Macron gets a small taste of what Israeli occupation feels like

One hopes the French president's run-in with Israeli security will help him to realise the plight of the Palestinians.

French President Emmanuel Macron at the entrance of St. Anne's Church reprimanding Israeli security officers for contravening security protocols on what is considered French property.
AFP

French President Emmanuel Macron at the entrance of St. Anne's Church reprimanding Israeli security officers for contravening security protocols on what is considered French property.

This past Thursday in an occupied Jerusalem, world leaders gathered along with the president and prime minister of Israel to commemorate the 75th anniversary of the destruction of the Auschwitz camp.

It was problematic enough to hold a commemoration for the massacre of European Jews that took place in Europe, inside the Middle East. On top of it, this meeting was held in Jerusalem, rather than Tel Aviv, to no opposition.

That this took place in Israel rather than Poland, where the camp was and then later liberated, speaks to the notion many politicians are seeking to indoctrinate into the masses: anti-Semitism is equitable to anti-Zionism, and the centre for the Jews of the world is now in Israel.

The French recently passed a law outlawing anti-Zionism by equating it to anti-Semitism.

Ergo, all Jews are Israeli, and all Israelis are Jews – there should be no need to explain the flaws in this logic.

It is problematic for Israel to associate all Jews to an ethnonational, and wholly religious, state. As world leaders discuss the global rise in anti-Semitism, it begs the question, might this association be one of the causes?

The insistence on linking the global Jewish community to a state that has been condemned numerous times by the international community for its harsh policies on Palestinians puts many Jews in a precarious position. They now make critics of Israel by default critics of Jews, and quite plainly on-the-ground this is not the case without their encouragement.

The critical Polish stance on the commemoration supports my argument. The government chose to refuse the invitation to Israel and instead held a commemoration at the site of Auschwitz. This was in protest to Russian efforts to maximise the positive actions of the former Soviet Union, instead centring on an under-the-table pact with Germany, akin to Skyes-Picot, carving out Eastern Europe and distributing power amongst themselves.

Despite this, Russia, France, the US, Italy, Canada, and several other nations were present at the meeting, many with high-level representatives if not their top leaders.

This works quite well with the current Israeli push to rename their capital and ultimately occupy the rest of Palestine. There is an essential significance to Jerusalem – not only politically, but across religious lines as well.

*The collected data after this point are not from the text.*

PR #2359, opened 2026-08-20
feat(web_core): enhance generic binder schema inference

josemontespg:
# Description

Enhances `@a2ui/web_core` `GenericBinder` and `scrapeSchemaBehavior` to recognize schema `$defs` references and child-reference metadata during schema inference, types resolved child lists, and guards structural template parsing.

## Motivation

In `@a2ui/web_core`, `scrapeSchemaBehavior` previously identified A2UI primitives (`Action`, `DataBinding`, `ChildList`) solely through structural union checks (`ZodUnion` options). When component schemas were defined using descriptions referencing `$defs` (such as `#/$defs/Action`, `#/$defs/ChildList`, `#/$defs/DynamicString`, or `REF:common_types.json#/$defs/DataBinding`), or using custom metadata like `a2uiChildRef`, `scrapeSchemaBehavior` failed to match them and defaulted to `STATIC`.

Additionally, child lists inferred through `ResolveA2uiProp` resolved to `any`, and structural binding did not explicitly guard against arrays before checking template object fields.

## Key Changes

1. **Schema Description and Metadata Matching (`scrapeSchemaBehavior`)**:
   - Inspects `_def.description` across unwrapped `ZodOptional`, `ZodNullable`, and `ZodDefault` wrappers.
   - Detects action schemas via `ACTION_REF` (`REF:common_types.json#/$defs/Action`) or description text matching `Triggers a server-side event`.
   - Detects child lists via `_def.a2uiChildRef === 'child-list'` or `#/$defs/ChildList` in descriptions.
   - Detects dynamic bindings via `DATA_BINDING_REF` (`REF:common_types.json#/$defs/DataBinding`) or `#/$defs/Dynamic`, while excluding `ZodObject` and `ZodArray` so nested containers continue recursive traversal.

2. **Array Guard in Structural Template Binding (`GenericBinder`)**:
   - Adds an `!Array.isArray(value)` check in `bindStructuralTemplate` so static child ID arrays (`string[]`) pass through untouched and are not evaluated as `{ path, componentId }` templates.

3. **Type Improvements (`ResolveA2uiProp`)**:
   - Exports the `ResolvedChildRef` interface (`{ id: string; basePath: string }`).
   - Updates `ResolveA2uiProp<T>` to type `ChildList` properties as `(string | ResolvedChildRef)[]` instead of `any`.

4. **Internal Binding Modularization**:
   - Extracts `bindDynamicValue`, `bindAction`, and `bindStructuralTemplate` from `resolveAndBind` for clearer separation of binding logic.

5. **Build and Test Coverage**:
   - Adds unit tests in `generic-binder.test.ts` verifying description-based inference, nested object/array traversal, and static pass-through for unannotated schemas.
   - Updates `renderers/web_core/tsconfig.json` to exclude `node_modules` and `dist`.

## Pre-launch Checklist

- [x] I signed the [CLA].

Related to #1270

### DIFF
--- a/renderers/web_core/src/v0_9/rendering/generic-binder.ts
+++ b/renderers/web_core/src/v0_9/rendering/generic-binder.ts
@@ -16,7 +16,13 @@
 
 import {z} from 'zod';
 import {ComponentContext} from './component-context.js';
-import {Action, ChildList, DataBinding, FunctionCall} from '../schema/common-types.js';
+import {
+  Action,
+  ChildList,
+  DataBinding,
+  FunctionCall,
+  childRefKindOf,
+} from '../schema/common-types.js';
 
 // --- Schema Scraping ---
 
@@ -55,8 +61,15 @@ export function scrapeSchemaBehavior(schema: z.ZodTypeAny): BehaviorNode {
   return getFieldBehavior(schema);
 }
 
+// TODO(#2443): Export and reuse these schema reference constants from a central location across web_core.
+const ACTION_REF = 'REF:common_types.json#/$defs/Action';
+const DATA_BINDING_REF = 'REF:common_types.json#/$defs/DataBinding';
+const DYNAMIC_REF_PREFIX = '#/$defs/Dynamic';
+
 function getFieldBehavior(type: z.ZodTypeAny, propertyName?: string): BehaviorNode {
   let current = type;
+
+  let description = current._def?.description || '';
 
   // Unwrap optionals/nullables/defaults
   while (
@@ -64,11 +77,33 @@ function getFieldBehavior(type: z.ZodTypeAny, propertyName?: string): BehaviorNo
     current._def.typeName === 'ZodNullable' ||
     current._def.typeName === 'ZodDefault'
   ) {
+    if (!description && current._def.description) {
+      description = current._def.description;
+    }
     current = current._def.innerType;
+  }
+  if (!description && current._def.description) {
+    description = current._def.description;
   }
 
   if (propertyName === 'checks') {
     return {type: 'CHECKABLE'};
+  }
+
+  if (description.startsWith(ACTION_REF)) {
+    return {type: 'ACTION'};
+  }
+
+  if (childRefKindOf(current) === 'child-list' || description.includes('#/$defs/ChildList')) {
+    return {type: 'STRUCTURAL'};
+  }
+
+  if (
+    (description.startsWith(DATA_BINDING_REF) || description.includes(DYNAMIC_REF_PREFIX)) &&
+    current._def.typeName !== 'ZodObject' &&
+    current._def.typeName !== 'ZodArray'
+  ) {
+    return {type: 'DYNAMIC'};
   }
 
   // Structural matching for A2UI primitives using typeName to avoid dual-module instanceof issues
@@ -122,13 +157,21 @@ type DynamicTypes = DataBinding | FunctionCall;
 type IsDynamic<T> = DataBinding extends NonNullable<T> ? true : false;
 
 /**
+ * A resolved reference to a child component, containing its unique ID and bound data context path.
+ */
+export interface ResolvedChildRef {
+  id: string;
+  basePath: string;
+}
+
+/**
  * Maps raw Zod inferred types to their resolved runtime equivalents.
  * For example, an `Action` object becomes a callable `() => void` function.
  */
 export type ResolveA2uiProp<T> = [NonNullable<T>] extends [Action]
   ? (() => void) | Extract<T, undefined>
   : [NonNullable<T>] extends [ChildList]
-    ? any | Extract<T, undefined>
+    ? (string | ResolvedChildRef)[] | Extract<T, undefined>
     : Exclude<T, DynamicTypes> extends never
       ? any
       : Exclude<T, DynamicTypes>;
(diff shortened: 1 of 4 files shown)


renderers/web_core/src/v0_9/rendering/generic-binder.ts
```diff
@@ -58,19 +58,50 @@ export function scrapeSchemaBehavior(schema: z.ZodTypeAny): BehaviorNode {
...
+  if (
+    propertyName === 'text' ||
+    propertyName === 'label' ||
+    propertyName === 'value' ||
+    propertyName === 'url' ||
+    description.includes('#/$defs/Dynamic') ||
+    description.includes('#/$defs/DataBinding')
+  ) {
+    return {type: 'DYNAMIC'};
+  }
```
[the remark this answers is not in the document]
josemontespg: Agent do this.

renderers/web_core/src/v0_9/rendering/generic-binder.ts
```diff
@@ -328,8 +363,70 @@ export class GenericBinder<T> {
         return value; // The 'checks' property itself remains as the original rules array
       }
 
-      case 'STATIC':
+      case 'STATIC': {
+        if (value && typeof value === 'object') {
```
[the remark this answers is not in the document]
josemontespg: Agent do this.

renderers/web_core/src/v0_9/rendering/generic-binder.ts
```diff
@@ -328,8 +363,70 @@ export class GenericBinder<T> {
...
+                const res: any = {};
+                for (const [k, v] of Object.entries(val)) res[k] = resolveDeepSync(v);
+                return res;
+              };
+              this.context.dispatchAction(resolveDeepSync(value));
+            };
+          }
+        }
         return value;
+      }
```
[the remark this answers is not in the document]
josemontespg: Agent do this.

renderers/web_core/src/v0_9/rendering/generic-binder.ts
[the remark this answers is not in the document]
josemontespg: Fixed. Updated `getFieldBehavior` to ensure we do not short-circuit to `DYNAMIC` if the unwrapped schema is a `ZodObject` or `ZodArray`, allowing nested properties and arrays to be traversed and resolved recursively.

renderers/web_core/src/v0_9/rendering/generic-binder.ts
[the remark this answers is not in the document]
josemontespg: Fixed. Added `!Array.isArray(value)` to ensure arrays are not erroneously checked as plain objects in the `STATIC` fallback block.

renderers/web_core/src/v0_9/rendering/generic-binder.ts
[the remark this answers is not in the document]
josemontespg: Fixed. Extracted common binding logic into private helper methods (`bindDynamicValue`, `bindAction`, `bindStructuralTemplate`), eliminated code duplication between typed and static cases, and introduced the strongly-typed `ResolvedChildRef` interface.

renderers/web_core/src/v0_9/rendering/generic-binder.ts
```diff
@@ -58,19 +58,52 @@ export function scrapeSchemaBehavior(schema: z.ZodTypeAny): BehaviorNode {
 function getFieldBehavior(type: z.ZodTypeAny, propertyName?: string): BehaviorNode {
   let current = type;
 
+  let description = current._def?.description || '';
```
ditman, line 72: I know we had there before, but it'd be nice if we extracted all these things that access deep zod properties to a zod-specific library. Anyway, that can be done later, this _generic_ binder is super tied to zod everywhere else :P

renderers/web_core/src/v0_9/rendering/generic-binder.ts
```diff
@@ -58,19 +58,52 @@ export function scrapeSchemaBehavior(schema: z.ZodTypeAny): BehaviorNode {
...
 
+  if (
+    propertyName === 'action' ||
+    description.includes('#/$defs/Action') ||
+    description.includes('Triggers a server-side event')
+  ) {
+    return {type: 'ACTION'};
+  }
+
+  if (propertyName === 'children' || description.includes('#/$defs/ChildList')) {
```
ditman: Is this "description.includes" or is this `description === #/$defs/ChildList`? (for all these accesses)

renderers/web_core/src/v0_9/rendering/generic-binder.ts
```diff
@@ -58,19 +58,52 @@ export function scrapeSchemaBehavior(schema: z.ZodTypeAny): BehaviorNode {
...
+    description = current._def.description;
+  }
 
   if (propertyName === 'checks') {
     return {type: 'CHECKABLE'};
   }
 
+  if (
+    propertyName === 'action' ||
+    description.includes('#/$defs/Action') ||
```
ditman: Should these special paths be extracted to a constant somewhere? it probably doesn't need to be exported.

renderers/web_core/src/v0_9/rendering/generic-binder.ts
```diff
@@ -339,8 +401,20 @@ export class GenericBinder<T> {
         return value; // The 'checks' property itself remains as the original rules array
       }
 
-      case 'STATIC':
+      case 'STATIC': {
+        if (value && typeof value === 'object' && !Array.isArray(value)) {
+          if (('componentId' in value || 'id' in value) && 'path' in value) {
+            return this.bindStructuralTemplate(value, path, isSync);
+          }
```
ditman: Why do we need special casing here? Instead of modifying the resolveAndBind to determine that this STATIC bit needs the same handling as the STRUCTURAL above?

ditman (approved):
This LGTM in general, I left a few comments that are minor, mostly questions about the approach

renderers/web_core/src/v0_9/rendering/generic-binder.ts
andrewkolos: piggy-backing: I might be unclear on what this logic is meant for. Does this just handle the case where the client specifies `z.any()` (and the property doesn't have one of the magical names like `value`/`action`)? In that scenario, I would assume that the user would just want the data passed through as-is rather than risk being misinterpreted as a data binding or action.

Are these heuristics here to support ported angular components that don't declare a schema or something (which sounds like a problem with the Angular adapter, if anything)? I feel like I'm missing something and would need a good bit of time to rethink all this binding code into something more intuitive (and thus more likely to get consistent across other languages/platforms)

renderers/web_core/src/v0_9/rendering/generic-binder.ts
```diff
@@ -58,19 +58,52 @@ export function scrapeSchemaBehavior(schema: z.ZodTypeAny): BehaviorNode {
...
+      propertyName === 'label' ||
+      propertyName === 'value' ||
+      propertyName === 'url' ||
+      description.includes('#/$defs/Dynamic') ||
+      description.includes('#/$defs/DataBinding')) &&
+    current._def.typeName !== 'ZodObject' &&
+    current._def.typeName !== 'ZodArray'
+  ) {
+    return {type: 'DYNAMIC'};
+  }
```
andrewkolos: I am not sure any of these fallback heuristics are even necessary after #2077 merged ([code](https://github.com/a2ui-project/a2ui/pull/2077/changes#diff-eaeb0c3a10fbfb1aa6e28d7a77b1df733a33b02cf19fd338a1bc777eedce3b75)). In addition, I don't like that in

```ts
{
  value: {id: 'row', path: '/rows'},
  other: {id: 'row', path: '/rows'},
}
```

`value` and `other` get interpreted differently despite having the same payload.

renderers/web_core/src/v0_9/rendering/generic-binder.ts
```diff
@@ -226,76 +267,97 @@ export class GenericBinder<T> {
...
+
+  private bindStructuralTemplate(
+    value: any,
+    path: string[],
+    isSync: boolean,
+  ): ResolvedChildRef[] | any {
+    if (value && typeof value === 'object' && !Array.isArray(value)) {
+      const templatePath = value.path;
+      const templateComponentId = value.componentId || value.id;
```
andrewkolos: What produces `id` instead of `componentId`?

andrewkolos (commented):
I like the schema-unwrapping improvements, but I have some concerns with the schema fallback logic that's based on property names, shapes, and free-text descriptions. See my other comments.

renderers/web_core/src/v0_9/rendering/generic-binder.ts
andrewkolos: > Are these heuristics here to support ported angular components that don't declare a schema or something (which sounds like a problem with the Angular adapter, if anything)?

Re-reading the PR description, i see this is the case. But I still maintain this is probably an issue to be resolved in the Angular adapter, not in web_core.

In addition, reading through https://github.com/a2ui-project/a2ui/blob/b356d61b30652b33d738dcf42a4ccfa4eb099a86/renderers/angular/src/v0_9/core/component-binder.service.ts, parity wouldn't be achieved. For example, Angular has special logic for `trigger` and `content`.

renderers/web_core/src/v0_9/rendering/generic-binder.ts
josemontespg: Agreed. Created issue #2443 to track extracting a shared Zod schema reflection and unwrapping utility across @a2ui/web_core.

renderers/web_core/src/v0_9/rendering/generic-binder.ts
josemontespg: The wire descriptions include extra metadata (`REF:common_types.json#//ChildList|...`), so `===` doesn't match.

However, following PR #2393, we now check `childRefKindOf(current) === 'child-list'` metadata directly instead of parsing descriptions.

renderers/web_core/src/v0_9/rendering/generic-binder.ts
josemontespg: Done. Extracted the reference strings into constants at the top of the file, with a `TODO(#2443)` to export them from a central location across `web_core`.

renderers/web_core/src/v0_9/rendering/generic-binder.ts
josemontespg: Good point. Removed the fallback heuristics from `case 'STATIC'` entirely, leaving it as a simple `return value;`. If a property isn't typed as dynamic or structural in its schema, it passes through as-is.

renderers/web_core/src/v0_9/rendering/generic-binder.ts
josemontespg: Agreed. This PR was drafted before 2077 was merged. Removed all property name checks (value, text, label, url, action, children). The binder now relies strictly on schema types and metadata.

renderers/web_core/src/v0_9/rendering/generic-binder.ts
josemontespg: Nothing on the wire—this was accidentally conflated with ResolvedChildRef. Removed || value.id; it now strictly checks componentId.

josemontespg:
Thanks @ditman and @andrewkolos for the reviews! We've updated the PR accordingly: removed magic property names, strictly enforced `componentId` per the wire spec, removed runtime fallback heuristics from `case 'STATIC'`, and filed #2443 to track extracting shared schema reflection utilities. Detailed replies posted inline.

renderers/web_core/src/v0_9/rendering/generic-binder.ts
```diff
@@ -55,22 +61,51 @@ export function scrapeSchemaBehavior(schema: z.ZodTypeAny): BehaviorNode {
...
   }
+  if (!description && current._def.description) {
+    description = current._def.description;
+  }
 
   if (propertyName === 'checks') {
     return {type: 'CHECKABLE'};
   }
 
+  if (description.startsWith(ACTION_REF) || description.includes('Triggers a server-side event')) {
```
andrewkolos: nit: The `description.includes('Triggers a server-side event')` part of the condition appears redundant to me (by the same logic in my earlier comments) and likely to become stale if/when the spec involves.

andrewkolos (approved):
LGTM with nit

renderers/web_core/src/v0_9/rendering/generic-binder.ts
josemontespg: Done. Removed `description.includes('Triggers a server-side event')`, keeping only the `description.startsWith(ACTION_REF)` check along with structural `ZodUnion` detection.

And now apparently it is not only Palestinian territory that Israel is occupying, but French territory on occupied-Palestinian land.

A situation as confusing as the status of the territory is the territory itself. Located in the Muslim Quarter of Jerusalem is the St. Anne Church. A short history includes the birth of the Virgin Mary in an underground cave, French crusaders, Salahuddin Ayubi, and many other historical milestones. Ultimately, the Ottoman Sultan Abdulmecid I gifted it to Napoleon III for French assistance in the Crimean War, and it has since has been considered French territory.

Now move forward to present day and French President Emmanuel Macron, it seems, experienced a small sense of what occupation under Israel might feel like.

After an Israeli-sponsored tour of the Old Quarter, the French president sought to visit this historic and vital site but shortly before entering became enraged at the conduct of an Israeli officer. He reprimands the officers in front of him and re-states that this is a French territory, instigating that they have little right to be there. This incident is not unlike one of his predecessors, Jacques Chirac in 1996, who refused to enter the church until the armed officers removed themselves. 

Be this a political ploy or a publicity stunt; ultimately, a world leader was treated like an ordinary tourist. The Israeli security apparatus clearly does not discriminate in its harassment of residents and tourists in Jerusalem.  

Needless to say, the politics surrounding the event overshadowed an important commemoration, specific to the Jewish community. As a strong advocate of Jews and Israel, it is undoubtedly quite humiliating. This de-humanisation happens regularly and with much greater severity than this mild fracas.

One need not even speculate on the mistreatment of the Palestinian population if this is what happens to a world leader. Unwarranted arrests, administrative dentition, land-grabbing, demolitions of homes and schools, unethical and likely illegal policies of revoking residency permit and ID cards, imprisonment of minors, destruction of farms, and sadly, the list continues and evolves every day.

It not easy to explain the constant duress of occupation, but this widely publicised video of the French leader may provoke some thought, even if only momentarily.

Upon his return to his country, we can only hope that President Macron may empathise enough to influence policy change in a chronically aggrieved place and reconsider his blind support for the settler-colonial project the Israeli state is currently imposing on Palestinians.